«Madame Sean Connery» : James Bond, c'est elle
La femme de l’acteur décédé est l’objet d’une série documentaire passionnante réalisée par sa petite-fille, la journaliste Stéphanie Renouvin.
Micheline Roquebrune n’est pas madame Emma Bovary. Certes, l’ennui bourgeois, les conventions, l’étroitesse provinciale la révulsent, mais elle a su agir, se dépêtrer de situations invraisemblables, avant de lier son existence à celle de l’acteur le plus cool et le plus célèbre de l’époque, l’Écossais Sean Connery.
Les gens viendront pour Sean et resteront pour Micheline
Stéphanie Renouvin
La série documentaire, en quatre épisodes, que lui consacre sa petite-fille, la journaliste Stéphanie Renouvin, révèle le parcours insoupçonné de cette petite femme, 1,57 mètre, si souriante, toujours à côté du grand homme révéré. «J’enregistre ma grand-mère depuis 2017, j’ai commencé avec mon iPhone parce que ce qu’elle me raconte depuis l’enfance est incroyable! Les gens viendront pour Sean et resteront pour Micheline», assure cette dernière qui a rassemblé et monté une somme de films en super-huit et autres photos inédites.
Avant Sean Connery, Micheline la Niçoise a grandi et vécu en Tunisie, foyer confortable, et déjà ce caractère fort, étonnant. Elle a épousé à 20 ans Jean-Pierre, un centralien. Léger souci: elle ne l’aime pas et le lui dit. Ils auront deux enfants, au Maroc, avant qu’un événement ne lui fasse entendre que la vie ne consiste pas à garer la voiture de travers et attendre le soir pour se coucher. Elle demande le divorce, il tente de la faire interner, elle s’échappe, il lui retire les enfants…
La deuxième tentative d’union éternelle, avec un golfeur proche du roi Hassan II, se révèle pire. Libre Micheline. Quand elle a exigé de divorcer à nouveau, elle est restée neuf mois captive au Maroc, privée de passeport, avant qu’elle ne puisse, grâce à une entrevue avec le roi, s’extirper et rejoindre son espion qui l’aimait.
Sean aurait-il eu la même carrière sans elle? Rien n’est moins sûr
Elle a connu Sean Connery à 40 ans en 1970. Elle et lui ne se sont plus quittés. Il en finissait avec Bond et avait confié une grande partie de sa fortune à un type véreux. Qui a sauvé et renfloué les caisses de ce triple zéro en matière de placements financiers ? Micheline, of course. «Elle lui était indispensable, elle organisait tout, gérait sa santé, faisait fructifier le patrimoine. Et aurait-il eu la même carrière sans elle? Rien n’est moins sûr», souligne sa petite-fille, qui fait parler l’homme un temps réputé le plus puissant de Hollywood, Michael Ovitz, ex-agent de son grand-père.

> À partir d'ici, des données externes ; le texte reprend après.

PR #4250, opened 2023-03-16
Server-side Smoke Processing Fixes

### LINKED ISSUE #2102: Smoke missile smoke dissipates one turn earlier than it should
According to https://bg.battletech.com/forums/index.php?topic=69608.0 a smoke missile cloud shot on Turn 1 should clear on Turn 4. But as of 0.46.1 it goes away on Turn 3.

From what I see in the code, it's because the smoke duration counter is initially set to 3 in a fire phase, but then affected by the end phase of the same turn. Therefore, changing it to 4 should help.

### LINKED ISSUE #3896: [Bug] Weapon-deployed smoke should not drift/dissipate on the turn it is deployed.
This is possibly related to #2102, but is a different issue.

Weapon-deployed smoke should not drift or dissipate in the End Phase of the Turn in which it lands, as per [this rules query](https://bg.battletech.com/forums/tactical-operations/timing-of-initial-smoke-dissipation-check-after-placement/msg1715086/)

However, at least in 0.49.7, if the **Smoke Drift** option is enabled, the weapon-deployed smoke drifts/dissipates in the End Phase of the Turn in which it lands.

(If **Smoke Drift** is not enabled, it (correctly) does not drift/dissipate in the turn it is deployed - but as per #2102, it does dissipate early.)

(Attached save is an example - all smoke drifted, and two hexes dissipated.)

[SmokeTest.sav.gz](https://github.com/MegaMek/megamek/files/9543661/SmokeTest.sav.gz)

SJuliez:
Fixes #2102 
Fixes #3896


megamek/src/megamek/common/Board.java
```diff
@@ -607,19 +610,43 @@ public boolean contains(int x, int y) {
...
+     * Returns the Hex at the given Coords, both of which may be null.
+     *
+     * @param coords the Coords to look for the Hex
      * @return the Hex at the specified Coords, or null if there is not a hex there
      */
-    public @Nullable Hex getHex(final @Nullable Coords c) {
-        return (c == null) ? null : getHex(c.getX(), c.getY());
+    public @Nullable Hex getHex(final @Nullable Coords coords) {
+        if (coords == null) {
+            LogManager.getLogger().warn("Method called with null Coords!");
```
NickAragua, line 628: Just gotta warn you, this will slow down processing in "performance sensitive areas" everything even if the debug level is set so that the logging won't occur - so I don't know if we actually want to be doing this logging.

NickAragua (changes requested):
Normally, I'm all about logging, but for a method that's called as often as getHex(), I think we want to err on the side of caution, even if it's just logging for situations with null coordinates.

megamek/src/megamek/common/Board.java
SJuliez: Yeah, removed it. Looked good on paper.

NickAragua (approved):

PR #4256, opened 2023-03-19
issue3968 multiple units

kuronekochomusuke:
- when there are multiple units in a hex, display Multiple Units... instead of one of the names of the units in the space.

image

image

### DIFF
--- a/megamek/i18n/megamek/client/messages.properties
+++ b/megamek/i18n/megamek/client/messages.properties
@@ -489,6 +489,7 @@ BoardView1.EVADE=EVADE
 BoardView1.ROLLED=ROLLED
 BoardView1.sensorReturn=Sensor Return
 BoardView1.LowFoliage=FOLIAGE
+BoardView1.multipleUnits=Multiple Units...
 
 BoardView1.Tooltip.AbbreviationRear=R
 BoardView1.Tooltip.AbbreviationSensors=S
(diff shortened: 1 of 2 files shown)


Thom293:
Very cool!

NickAragua:
In most cases, there are only two units that can be stacked in a hex - in which case, I'd rather have an extra line of text telling me what's in there instead of having to hover over the hex. There are some exceptions such as air/space battles or infantry/turrets in which case those restrictions are ignored. Can we set the threshold at "more than two units in a hex" before we display this message?

kuronekochomusuke:
would need to change the code to display the name for the 2 units.  currently it only displays the name of one of them.

gsparks3:
Is this options-based? I'm pretty sure I've seen the game display nameplates for all units in a hex with multiple units in said hex. Or is it specific to turrets only?

kuronekochomusuke:
it looks like they are not get the #number added to the name when there are multiple turrets with the same name.  this may be causing the issue.

kuronekochomusuke:
- allow up to 4 units before Multiple Unit.. and allow turrets to display multiple

image

image

kuronekochomusuke:
i'm not seeing a option for the multiple.  there was an issue with getting the entities in the current hex, with turrets.

gsparks3:
I checked, in 49.12 with all default settings it displays multiple nameplates. No idea why you don't see them, Thom, outside of not having multiple units in the same hex.

Thom293:
Thanks. Will double check tomorrow.

PR #4268, opened 2023-03-23
Berserk Princess

Thom293:
Increases Princess Aggression on highest 3 notches of the Aggression Slider.  A full Berserk Setting is now truly Berserk.  On the highest setting, she will attempt to move mechs to zero range and kick your face in.  The next two settings do increase Aggression and Close range mechs actually move to close range and fire.  The long range mechs will still not approach though.  This may change against different enemies, but both settings are an improvement over default.  Only the last 3 settings on the slider were changed.  The remainder were unchanged, so this only applies for people that crank up aggression.  I just changed the Hyper_Aggression_Values setting.  Thats it. 

NOTE:  All tests were against a Union C grounded Dropship.  Her behavior may change against higher or lower firepower.

WHY:  As reported in the community and confirmed by tests by @PhoenixHeart512 and I, Princess was not aggressive against high firepower, even on the highest aggression settings.  Formerly, against massive firepower, Princess would not properly approach and often get "stuck" on enemy range brackets and not approach past certain damage/range thresholds, even with short range mechs.  This was a problem.  This hopefully fixes or at least reduces that problem.

Changes:
5 --> 500.  The highest setting.  She will move to zero with all mechs - even Sniper-types, and attempt to kick your face in.
4.5 --> 50.  Second Highest.  She will move short range mechs into firing range and fire.  Long range mechs still got stuck at extreme range, at least against a Union C.
4.0-->10.  Third Highest.  She will move short range mechs into firing range and fire.  Long range mechs still got stuck at extreme range, at least against a Union C.  This behavior was identical to the one above, but I presume will change slightly depending on the enemy.  Its still an improvement over default though.

Old Behavior:  

image

New Behavior on Max Setting - red and dark blue team have new setting.

image

### DIFF
--- a/megamek/src/megamek/client/bot/princess/BehaviorSettings.java
+++ b/megamek/src/megamek/client/bot/princess/BehaviorSettings.java
@@ -80,9 +80,9 @@ public class BehaviorSettings implements Serializable {
             2.5,
             3,
             3.5,
-            4,
-            4.5,
-            5};
+            10,
+            50,
+            500};
     static final double[] HERD_MENTALITY_VALUES = {
             0.1,
             0.2,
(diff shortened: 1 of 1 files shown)


Thom293:
Hhhmmm.  I only changed the 3 numbers listed in my post.  I dont know why it shows 11 changes.  I did not make those others.  I dont know why it is showing them.  I had updated my repo before this, but perhaps it is out of sync?  If there is something I need to change, please let me know.

PR #4269, opened 2023-03-23
Remove anti aliasing as a gui option; use high quality rendering

SJuliez:
As the title says. Having AA as an option seems very outdated and the option was not even checked consistently and not at all in MML/MHQ. So this PR removes it in favor of general high quality rendering.


Windchild292 (approved):
Approved, but can you also remove the lines from the resource files?

SJuliez:
Yup.

PR #4270, opened 2023-03-23
issue4267 copy initiative to ejected crew

### LINKED ISSUE #4267: IllegalArgumentException thrown mid-combat
### Environment
        Starting MegaMek v0.49.12
        Build Date: 2023-03-04T15:27:34.905712500
        Origin Project: MekHQ
        Java Vendor: Homebrew
        Java Version: 11.0.18
        Platform: Mac OS X 13.2.1 (aarch64)
        System Locale: en_US

### Description
While in combat in MegaMek, MekHQ throws a java.lang.IllegalArgumentException, causing MegaMek to stop. Reloading the previous round's save does not allow me to proceed.

### Files
MegaMek autosave file, Campaign Savegame, custom units, and logs are in issue_report_files.tgz

[issue_report_files.tgz](https://github.com/MegaMek/mekhq/files/11045090/issue_report_files.tgz)

kuronekochomusuke:
- copy initiative to ejected crew
- log if entity does not have initiative rolled before determining turn order.

fixes #4267

### DIFF
--- a/megamek/src/megamek/server/GameManager.java
+++ b/megamek/src/megamek/server/GameManager.java
@@ -2763,7 +2763,10 @@ public class GameManager implements IGameManager {
             entities = game.getEntitiesVector();
         }
 
-        String noInitiative = entities.stream().filter(e -> e.getInitiative().size() == 0).map(Object::toString).collect(Collectors.joining(";"));
+        String noInitiative = entities.stream()
+                .filter(e -> e.getInitiative().size() == 0)
+                .map(Object::toString)
+                .collect(Collectors.joining(";"));
 
         if (!noInitiative.isEmpty()) {
             LogManager.getLogger().error("No Initiative rolled for: " + noInitiative);


megamek/src/megamek/server/GameManager.java
```diff
@@ -2762,6 +2762,13 @@ private void determineTurnOrderIUI(GamePhase phase) {
         } else {
             entities = game.getEntitiesVector();
         }
+
+        String noInitiative = entities.stream().filter(e -> e.getInitiative().size() == 0).map(Object::toString).collect(Collectors.joining(";"));
```
Windchild292, line 2766: Can we split this into four lines for readability? filter, map, and collect would be better done on separate lines.

megamek/src/megamek/server/GameManager.java
```diff
@@ -2762,6 +2762,13 @@ private void determineTurnOrderIUI(GamePhase phase) {
...
+
+        if (!noInitiative.isEmpty()) {
+            LogManager.getLogger().error("No Initiative rolled for: " + noInitiative);
+        }
```
Windchild292, line 2770: Should we escape or exit out here?

Windchild292 (commented):
Two comments first

megamek/src/megamek/server/GameManager.java
kuronekochomusuke: it mostly seems to work if there there is no initiative is assigned.   just seems to error when it  interacts with the other initiatives just right.   just putting this in to hopefully help if somewhere else is not assigning it.

also just escaping or erroring here would probably break the turn, since nothing would be assigned to the turn object.

kuronekochomusuke: i tried filtering out the ones with no initiative, but it was then causing errors later when checking for the turn in the entities.

SJuliez (approved):

PR #4278, opened 2023-03-30
AS Conversion and Cards

SJuliez:
see #3961 
- Corrects the slightly different background colors used on the cards
- IS ER Proto LL now uses 15 heat for AS
- BA with Artillery tubes now receive ARTBA
- Allows armor pip wrapping for high armor values for aeros and improves the armor pip arrangement when wrapping

Changes are per commit


HammerGS:
Pulled the branch and tested and everything looks good to me.

PR #4282, opened 2023-03-31
add button to mini map that shows and hides the symbols on the map

kuronekochomusuke:
- add button to mini map that shows and hides the symbols on the map
- add popup menu for the zoom, height, and symbol actions

S = show symbols
image
N = no symbols
image

image

### DIFF
--- a/megamek/i18n/megamek/client/messages.properties
+++ b/megamek/i18n/megamek/client/messages.properties
@@ -2193,6 +2193,8 @@ Minimap.GroundHeightLabel=G
 Minimap.NoHeightLabel=N
 Minimap.TotalHeightLabel=T
 Minimap.X=X
+Minimap.SymbolsLabel=S
+Minimap.NoSymbolsLabel=N
 
 #Mini round report display
 MiniReportDisplay.Damage=Damage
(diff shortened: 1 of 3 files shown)


SJuliez:
I'm not so sure about this one. I imagine we're going to get an issue at some point saying "minimap broken: shows no units" because that button is easy to miss.

HammerGS:
I think this is an interesting idea, but agree with Juliez. I've wondered if there was an overlay or tooltip that could be created to show what options are on with the minimap.

kuronekochomusuke:
how about a menu for the buttons on the bottom? 

think most people don't know about the existing button for showing the hex height.  and sometimes they can be cut off when you zoom out with a big map.

gsparks3:
I definitely was not aware that you could display elevation on the minimap like that. Making all the options more obvious could be useful.

HammerGS:
> how about a menu for the buttons on the bottom?
> 
> think most people don't know about the existing button for showing the hex height. and sometimes they can be cut off when you zoom out with a big map.

I think that would be a great idea.

HammerGS:
Just tested this and the menu makes a big difference. My only issue was the map opened at the smallest zoom level and the menu option to increase zoom didn't work. But once I manually increased it, it started working.

kuronekochomusuke:
where you trying to zoom in out zoom out?  at the smallest size you need to zoom in to make it bigger.  zoom out is disabled, since that is the smallest size.

HammerGS:
> were you trying to zoom in or zoom out? at the smallest size you need to zoom in to make it bigger. zoom out is disabled, since that is the smallest size.

That might have been it. I rarely play with the Mini-map

SJuliez (approved):

PR #4288, opened 2023-04-05
Optional "Ignore Nag" button to allow ready() call even if getNagForNoAction is enabled

pakfront:
The "Confirm done if no action" optional nag dialog is very useful, but gets tedious fast. This PR adds a new button to the phase display button bar that allows you to skip the dialog. 
The intent is to allow a user have similar functionality to the nag with clearer feedback and less mouse movement. It only appears if the no-action-nag option is checked on.
This would apply to the phases currently using the no-action-nag option: Move, Targeting, Firing and Physical.

If you have not entered any actions the bar will look like the image below. The usual Done button is disabled, but the new Skip is enabled.  Clearing the action stack (with ESC or Backspace) will also result in this. 
noaction

Once you have entered actions, it will look like the image below. The Done button is enabled, the Skip button is disabled.
action

In addition, even with the option off, I have made an attempt to have the Done button give more feedback indicating if pressing it will result in a no action turn.
nomove
move

Alternatively I could make it so the Done button is always enabled, and, same as now, pressing it with no actions entered will result in the nag. The new Skip button only be enabled if there are no actions, but force skip the nag.

The new Skip button has the keyboard command CTRL-SHIFT-Enter

I also added some superscript symbols to the Move button to indicate if a PSR (*) or potential damage (!) will happen. I'd like to add one for collapsing buildings/basements as well but that would take a bit of work in MoveStep in a future PR.

Code notes - two new classes to handle the new feature 
ActionPhaseDisplay handles the updating of the Done and Ignore Nag buttons for the Move, Target, Fire and Physical phases.
AttackPhaseDisplay moves some code that was shared across the Target, Firing and Physical displays, notably handing the attacks queue. Probably more could be moved into it from those subclasses.
Other phase display classes have a few common things, like tooltips, moved into StatusBarPhaseDisplay super class. This super class also has some large functions split into smaller ones so they can be overriden.


pakfront:
This is ready for review.

SJuliez:
I notice that the text Skip Movement is somehow written behind that button:
image

pakfront:
> I notice that the text Skip Movement is somehow written behind that button: 
good catch, I'll look into it

kuronekochomusuke:
looks like the tooltips are not set correctly on these buttons.    Move looks to have the DONE_NO_ACTION one and Skip Move done not have a tooltip.

image

pakfront:
> I notice that the text Skip Movement is somehow written behind that button: 
I'm not able to repro that. Did you have any client settings that are not default such as number of buttons? Are you on Windows?

SJuliez:
I am on Windows and have I believe 12 buttons per row or 15.

megamek/src/megamek/client/ui/swing/ActionPhaseDisplay.java
```diff
@@ -0,0 +1,172 @@
...
+            } else {
+                butDone.setText("<html><b>" + noActionLabel + "</b></html>");
+            }
+        }
+        butIgnoreNag.setText("<html><b>" + noActionLabel + "</b></html>");
+        updateDonePanelEnabled();
+    }
+
+    protected void updateDonePanelEnabled() {
+        // Note for reviewers: currently this toggles between the two buttons being active,
```
SJuliez, line 159: Better remove this comment

megamek/src/megamek/client/ui/swing/MovementDisplay.java
```diff
@@ -976,12 +972,33 @@ private void updateAeroButtons() {
...
+        } else {
+            boolean psrCheck = (!SharedUtility.doPSRCheck(cmd).isBlank())
+                    || (!SharedUtility.doThrustCheck(cmd, clientgui.getClient()).isBlank());
+            boolean damageCheck = cmd.shouldMechanicalJumpCauseFallDamage()
+                    || cmd.hasActiveMASC()
+                    || (!(ce() instanceof VTOL) && cmd.hasActiveSupercharger())
+                    || cmd.willCrushBuildings();
+
+            String moveMsg =  Messages.getString("MovementDisplay.Move")
+                    + "<sup>"
```
SJuliez, line 989: The PSR * looked a bit misplaced on the button to me. Maybe remove the sup?

megamek/src/megamek/client/ui/swing/TargetingPhaseDisplay.java
```diff
@@ -195,16 +192,22 @@ public TargetingPhaseDisplay(final ClientGUI clientgui, boolean offboard) {
...
-        butDone.setEnabled(false);
-
         setupButtonPanel();
 
         registerKeyCommands();
     }
 
+    @Override
+    protected void setDoneButtonValid() {
+        // could add cmd
```
SJuliez, line 202: Not sure what this comment means

megamek/src/megamek/client/ui/swing/util/KeyCommandBind.java
```diff
@@ -77,6 +77,7 @@ public enum KeyCommandBind {
     /** Used to cancel moves/fires/chatterbox */
     CANCEL("cancel", false, VK_ESCAPE, 0, true),
     DONE("done", false, VK_ENTER, CTRL_DOWN_MASK, true),
+    DONE_NO_ACTION("doneNoAction", false, VK_ENTER, CTRL_DOWN_MASK | SHIFT_DOWN_MASK, true),
```
SJuliez, line 80: Please add an entry for this to mmconf/defaultkeybinds.xml. We've had fresh MM downloads fail to run because the xml entry for a new keybind was missing even though it worked perfectly in the IDE.

megamek/src/megamek/client/ui/swing/AttackPhaseDisplay.java
```diff
@@ -0,0 +1,74 @@
...
+
+public abstract class AttackPhaseDisplay extends ActionPhaseDisplay {
+    // client list of attacks user has input
+    protected Vector<EntityAction> attacks;
+
+    protected AttackPhaseDisplay(ClientGUI cg) {
+        super(cg);
+    }
+
+    abstract protected void setDoneButtonValid();
```
SJuliez, line 35: It would be good form to add a comment what an abstract method is supposed to be doing when overridden and/or when it is called.

SJuliez (changes requested):
Sorry for not looking at this for so long so it picked up a conflict. I have a few minor requests.

megamek/src/megamek/client/ui/swing/TargetingPhaseDisplay.java
pakfront: old note to self, removed

megamek/src/megamek/client/ui/swing/AttackPhaseDisplay.java
pakfront: Nothing like writing docs to see how it could be simplified. I moved most of the repeated button managing into a single method on the ActionPhaseDisplay class. Now the child of classes handle the labeling and enabling of the Done and Skip buttons while the super class does the bookkeeping. This also makes it more reliable to reset the button labels and states after a change in client settings.

megamek/src/megamek/client/ui/swing/util/KeyCommandBind.java
pakfront: @SJuliez How do I add a binding that has multiple modifier keys, in this case "ctrl+shift enter?"

SJuliez (approved):

PR #5602, opened 2024-06-19
Princess - enhanced anti-Mech targeting

SuperStucco:
This PR enables Princess to take aimed shots and, if the option is enabled, use TacOps called shots.  This will mostly come into play late in a game as Princess starts to take advantage of Mechs that have reduced or no armor in some locations although skilled units that mount a targeting computer and powerful ranged weapons may start taking immediate advantage to 'thin the herd'.

- All ground units, including VTOLs and gun emplacements, will use this. Fixed wing aircraft and large craft are excluded (they have enough firepower as-is).  Blue water naval is also excluded as Mechs in littoral areas are frequently waist-deep in water/under partial cover or fully submerged.
- Only Mechs are considered as valid targets. Ground vehicles are vulnerable enough, VTOLs have high to-hit numbers under most conditions, and it's generally good enough to simply hit fixed wing aircraft.
- Enhanced targeting is not used against Mechs with partial cover.
- Immobile Mechs are targeted with aimed shots using weapons that can do so, and standard attacks for the rest.  Called shots are ignored to avoid turning long term campaign pilots into pudding by calling every shot high.
- Only conventional infantry and battle armor will take aimed shots at the head against immobile Mechs, for the same reason.
- Attackers with a targeting computer may attempt aimed shots at active Mechs provided the resulting target number is low enough and they can do enough damage to the selected body location.
- Aimed shots prioritize torso and leg locations that have low/no armor, plus arms if they have a major weapon.  When they cannot do enough damage to the target body location they may try for called shots instead.
- Attackers without a targeting computer, and those with weapons that cannot make aimed shots, may make use of TacOps called shots if the option is enabled. Shots from the sides will be adjusted to enter the rear arc, while shots from the front or rear will be called high or low, depending on armor conditions.
- Use of enhanced targeting is controlled by the Self Preservation setting for Princess.  The further to the left, the more it will take long-odds aimed or called shots; the further to the right, the more conservative it will be.  Despite the name, this setting is used for a number of similar aggression-related features, such as how much heat it will build up or how high a target number is before an attack is considered not effective.

There is one point to note in the code - the setting of a called shot is entirely set up for the single-button toggle-through system for human players.  A TODO has been left to indicate where it would be better to have a single send notification deliver the called shot setting rather than sending the change notification multiple times to toggle through.


Thom293:
ohmygodhellyes.

megamek/src/megamek/client/bot/princess/Princess.java
```diff
@@ -928,6 +1032,318 @@ protected Vector<Minefield> calculateMinefieldDeployment() {
...
+                        target.getInternal(Mech.LOC_LARM) > 0) {
+                    rankedLocations.add(Mech.LOC_LARM);
+                }
+                if (rankedLocations.contains(Mech.LOC_RARM) && rankedLocations.contains(Mech.LOC_LARM)) {
+                    break;
+                }
+
+            }
+
+            // Favor right torso over left, except if right torso is completely gone
```
NickAragua, line 1108: Why?

megamek/src/megamek/client/bot/princess/Princess.java
```diff
@@ -618,6 +621,99 @@ protected void calculateFiringTurn() {
                     logger.debug(shooter.getDisplayName() + " - Detailed Best Firing Plan: " +
                             plan.getDebugDescription(true));
 
+                    // If the shooter is a ground unit (including VTOLs and infantry) and only
+                    // shooting at a single Mech target with all weapons, consider making an
+                    // aimed shot if the target is shut down or the attacker has a targeting
+                    // computer. Alternatively, consider using the called shots optional rule to
+                    // adjust the hit table to something more favorable.
+
+                    boolean isShutdownShot = false;
```
NickAragua, line 630: Let's take this newly added logic and put it into a separate function to avoid bloating getFiringTurn()

megamek/src/megamek/client/bot/princess/Princess.java
```diff
@@ -618,6 +621,99 @@ protected void calculateFiringTurn() {
...
+                    boolean isAimedShot = false;
+                    boolean isCalledShot = false;
+                    int advancedTargetingThreshold = ToHitData.IMPOSSIBLE;
+                    int maxAdvancedTargetNumber = 10;
+                    int aimLocation = Mech.LOC_NONE;
+                    int locationDestruction = 999;
+                    int calledShotDirection = CalledShot.CALLED_NONE;
+
+                    int targetID = plan.get(0).getTarget().getId();
+                    if (shooter.getUnitType() <= UnitType.GUN_EMPLACEMENT &&
```
NickAragua, line 640: This condition will need an explanation.

megamek/src/megamek/client/bot/princess/Princess.java
```diff
@@ -618,6 +621,99 @@ protected void calculateFiringTurn() {
...
+                    boolean isShutdownShot = false;
+                    boolean isAimedShot = false;
+                    boolean isCalledShot = false;
+                    int advancedTargetingThreshold = ToHitData.IMPOSSIBLE;
+                    int maxAdvancedTargetNumber = 10;
+                    int aimLocation = Mech.LOC_NONE;
+                    int locationDestruction = 999;
+                    int calledShotDirection = CalledShot.CALLED_NONE;
+
+                    int targetID = plan.get(0).getTarget().getId();
```
NickAragua, line 639: Any time you call "plan.get(0).whatever" without checking the get(0) for null, you're risking a null pointer exception. Let's make sure to check for that prior to executing any of the added code since I see a lot of calls to it in there.

megamek/src/megamek/client/bot/princess/Princess.java
```diff
@@ -618,6 +621,99 @@ protected void calculateFiringTurn() {
...
+                        // Get location and maximum allowed target number for aimed shots
+                        if (isShutdownShot || isAimedShot) {
+
+                            boolean rearShot = plan.get(0).getToHit().getSideTable() == ToHitData.SIDE_REAR;
+
+                            if (isAimedShot) {
+                                advancedTargetingThreshold = Math.max(maxAdvancedTargetNumber -
+                                        getBehaviorSettings().getSelfPreservationIndex(), 2);
+                            } else {
+                                advancedTargetingThreshold = 12;
```
NickAragua, line 677: Let's go through all these magic numbers and make them constants.

NickAragua (changes requested):
Looks reasonable and probably won't impact performance much since it's done after the bulk of the work. Need some cleanup. Also, let's address the CodeQL scan issues.

megamek/src/megamek/client/bot/princess/Princess.java
SuperStucco: Most Mechs are 'right handed' i.e. if they have a big gun it's in the right arm or right torso.  By favoring the right torso, it's more likely that at least one main weapon will be damaged if not outright removed by the arm falling off.  The side torsos are usually lower armor than the CT, so they get checked first.

I'll see about adding something descriptive to cover that reasoning.

SuperStucco:
> Looks reasonable and probably won't impact performance much since it's done after the bulk of the work. Need some cleanup. Also, let's address the CodeQL scan issues.

Any recommendation for better string comparisons?  The default code replacements solve the problem but are syntactically ugly (to my eyes, at least).  Even better would be a more elegant way of testing for various anti-Mech attacks.

megamek/src/megamek/client/bot/princess/Princess.java
SuperStucco: I considered it but not entirely certain how to factor it out, given it has to return multiple settings - whether to test for an aimed shot and/or called shots, get an aimed shot location, get a called shot direction, and setting an appropriate maximum to-hit number.  Thoughts?

IllianiCBT:
This might have occurred to you already but uses of equalsIgnoreCase() adds in null protection in addition to being liked by CodeQL.

I'd use ignores case, just in case we ever change what cases we use (for some reason), and because I don't believe matching case is important here.

Sleet01:
Given that this is a fairly extensive update to Princess's behaviours, and contains a number of preconceptions about "best practice", I'd ask that this be gated behind a Princess config option that is set to "off" by default, at least for the first iteration.

SuperStucco:
> Given that this is a fairly extensive update to Princess's behaviours, and contains a number of preconceptions about aimed-/called-shot "best practice", I'd ask that this be gated behind a Princess config option that is set to "off" by default, at least for the first iteration.

I have zero idea how to add UI stuff.  Lets keep this to climbing one small Matterhorn at a time...

It's also not that far off what was originally put in for ye olde TestBot back in the day, just a little more elegant and less brute force.

Sleet01:
> > Given that this is a fairly extensive update to Princess's behaviours, and contains a number of preconceptions about aimed-/called-shot "best practice", I'd ask that this be gated behind a Princess config option that is set to "off" by default, at least for the first iteration.
> 
> I have zero idea how to add UI stuff. Lets keep this to climbing one small Matterhorn at a time...
> 
> It's also not that far off what was originally put in for ye olde TestBot back in the day, just a little more elegant and less brute force.

The Java UI stuff is embarrassingly simple and straightforward, it's mostly just a lot of stultifying boilerplate.
But I fully understand wanting to stay away from it ^_^

SuperStucco:
Big push from working on the last couple of requests.

Most of the code has been pulled out of the host method and into various other methods.  In the process the target/attacker type limits have been slightly rewired, while there isn't any new ability to handle selecting aim locations or called shot directions for non-Mech targets it is now much easier to add them later.

I've plumbed in a lot of system controls, including an overall on/off switch, with the defaults matching the original PR specs.  That should make it easier if someone chooses to wire them into a UI at some future point.

megamek/src/megamek/client/bot/princess/Princess.java
```diff
@@ -1154,29 +1154,43 @@ protected boolean checkForEnhancedTargeting (Entity shooter,
...
-     * @return              {@link Mech} constant for location to shoot, or {@code Mech.LOC_NONE}
-     *                      for none
+     * Determine which location to aim for on a general target. Returned location constant is
+     * relative to the provided target type.
+     * Currently only supports aimed shots against Mechs.
+     * @param target        Entity being shot at
+     * @param planOfAttack  Proposed attacks against {@code target}
+     * @param rearAttack    true if attacking from rear arc
+     * @param includeHead   true if the head is a valid location, ignored for non-Mech targets
+     * @return              location constant to aim for, with the {2code LOC_NONE} constant
```
Sleet01, line 1282: Should this be "@code" rather than "2code"?

Sleet01 (approved):
Just one minor typo in a comment, otherwise looks good.  Looking forward to trying it out!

Sans Micheline devenue artiste peintre, Sean aurait refusé plusieurs rôles qui lui ont valu récompenses et acclamations. Se joue face caméra l’histoire d’un amour fou, d’une femme à la volonté exceptionnelle, d’un couple aux plaisirs simples malgré la gloire.
«Ils se fichaient de Hollywood… Avec ma sœur, on restait chaque été un mois à Marbella dans leur maison, mon grand-père nous emmenait manger une glace sur le port… On devait toujours écourter ce moment car les gens l’abordaient. Les vacances? On le voyait à tous les repas, sinon il travaillait dans son bureau ou partait au golf; c’est lui qui nous réveillait le matin, par peur que l’on ne dorme trop longtemps! »
Stéphanie Renouvin a reçu des tonnes de propositions de mettre en scène la saga du mâle comédien...Peu après sa mort en 2020, Stéphanie Renouvin a reçu des tonnes de propositions de producteurs pour récupérer les archives, mettre en scène la saga du mâle comédien dans un documentaire rutilant, ce qui sera fait, mais pas en France. Quelques mois plus tard, la même question venant d’un illustre inconnu d’une énième boîte de production la décide. Il lui a demandé ce qu’elle voulait faire, elle. Réponse instantanée: «Un documentaire sur ma grand-mère.» On comprend pourquoi.
« Madame Sean Connery», diffusé en intégralité le 9octobre, à 13h 15 sur France 2.